A new study from the University of Glasgow used artificial intelligence (AI) to viral genomes. Most emerging infectious diseases affecting humans (like COVID-19) are zoonotic – caused by viruses originating from other animal species. Identifying high-risk viruses earlier can improve research and surveillance priorities.
A study publishing in PLOS Biology by Nardus Mollentze, Simon Babayan, and Daniel Streicker at University of Glasgow, United Kingdom, suggests that artificial intelligence using viral genomes may predict the likelihood that any animal-infecting virus will infect humans, given biologically relevant exposure.
Identifying zoonotic diseases prior to emergence is a major challenge because only a small minority of the estimated 1.67 million animal viruses are able to infect humans. To develop machine learning models using viral genome sequences, the researchers first compiled a dataset of 861 virus species from 36 families.
They then built machine learning models, which assigned a probability of human infection based on patterns in virus genomes. The authors then applied the best-performing model to analyze patterns in the predicted zoonotic potential of additional virus genomes sampled from a range of species.
The researchers found that viral genomes may have generalizable features that are independent of virus taxonomic relationships and may preadapt viruses to infect humans. They were able to develop machine learning models capable of identifying candidate zoonoses using viral genomes.

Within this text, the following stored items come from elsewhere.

PR #1022, opened 2024-09-18
[MODORDERS-1162]. Order line encumbrance link not updated when re-encumber is false and order type not rolled over

BKadirkhodjaev:
## Purpose

- <https://folio-org.atlassian.net/browse/MODORDERS-1162>

## Approach

- Modify `buildOpenOrClosedOrderQueryByFundIdsAndTypes` to build a query without including any encumbrance settings
- Perform slight `OrderRolloverService` refactoring 

## Related issues

- <https://github.com/folio-org/mod-finance-storage/pull/424>
- <https://github.com/folio-org/folio-integration-tests/pull/1536>

### DIFF
--- a/src/main/java/org/folio/service/orders/OrderRolloverService.java
+++ b/src/main/java/org/folio/service/orders/OrderRolloverService.java
@@ -19,6 +19,7 @@ import java.util.ArrayList;
 import java.util.Collection;
 import java.util.List;
 import java.util.Map;
+import java.util.Objects;
 import java.util.UUID;
 import java.util.concurrent.atomic.AtomicInteger;
 import java.util.stream.Collectors;
@@ -114,7 +115,6 @@ public class OrderRolloverService {
         .compose(progress -> startRollover(ledgerFYRollover, progress, requestContext)));
   }
 
-
   public Future<Void> prepareRollover(LedgerFiscalYearRollover ledgerFYRollover, RequestContext requestContext) {
     return ledgerRolloverProgressService.getRolloversProgressByRolloverId(ledgerFYRollover.getId(), requestContext)
       .map(progress -> progress.withOrdersRolloverStatus(RolloverStatus.IN_PROGRESS))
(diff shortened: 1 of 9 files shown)


src/main/java/org/folio/service/orders/OrderRolloverService.java
```diff
@@ -144,15 +141,17 @@ private Future<Void> handleOrderRolloverError(Throwable t, LedgerFiscalYearRollo
...
-        List<Future<Void>> futures = new ArrayList<>();
+    var ctx =  requestContext.getContext();
+    return ctx
+      .<List<Future<Void>>>executeBlocking(promise -> {
+        var futures = new ArrayList<Future<Void>>();
         // process fundId chunks one by one
-        Semaphore semaphore = new Semaphore(1, requestContext.getContext().owner());
-        for (List<String> fundIds : fundIdChunks) {
+        var semaphore = new Semaphore(1, requestContext.getContext().owner());
+        for (var fundIds : fundIdChunks) {
```
SerhiiNosko, line 154: do you think that this formatting style is better then previous? for me it is the same, but let it be

BKadirkhodjaev: I just saw that there are 2 styles here in this method i.e. reference types & var together, I think everything inside should be either one or the other to make it more readable

src/main/java/org/folio/service/orders/OrderRolloverService.java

These models have limitations, as computer models are only a preliminary step to identifying zoonotic viruses with potential to infect humans. Viruses flagged by the models will require confirmatory laboratory testing before pursuing major additional research investments.
Further, while these models predict whether viruses might be able to infect humans, the ability to infect is just one part of broader zoonotic risk, which is also influenced by the virus’ virulence in humans, ability to transmit between humans, and the ecological conditions at the time of human exposure.